REQUIREMENT —
Read the records below. Copy each line where the string "datagrid" occurs.

(Stored data)
○ ○ ○ ○ ○
Issue #4909, opened 2024-08-07
Post-launch feedback


dboyer:
Running list of issues reported after August 12 launch

- [x] If you login as a ChA that does not belong to a chapter, clicking Chapter Ambassador Training will cause an error
- [x] Default the ChA admin page (/admin/chapter_ambassadors) to show ChAs for the current season
- [x] Docusign webhook could not update document on our end

dboyer:
Confirming that I see the 2025 filter applied as a default to the ChA admin page.

One note is that it's impossible to remove the season and just view all ChAs. This is also true when searching for participants on other admin pages so may be something we want to address globally at another time.

dboyer:
Confirmed on production that I could remove the year filter and search across seasons.

PR #4945, opened 2024-08-14
Make current season the default season for chapter ambassador datagrid

shaun-technovation:
This will make the current season the default season for the chapter ambassador's datagrid.

Addresses: #4909


viviancan (approved):
👍

PR #4946, opened 2024-08-14
Prevent duplicate legal agreements from being sent

shaun-technovation:
This will add a check at the controller level to prevent a duplicate legal agreement from being sent.

I also added a little hack to hide the "Review and Sign" button, where we pass a `legal_agreement_sent` param to the view and if that is present, we will hide the button, this should help with people clicking the button again (because it won't be displayed).

Addresses: #4917, #4947


viviancan (approved):
Nice update on this! I think it will really help prevent multi-click!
○ ○ ○ ○ ○
COMPLETED EXERCISE —
Make current season the default season for chapter ambassador datagrid
This will make the current season the default season for the chapter ambassador's datagrid.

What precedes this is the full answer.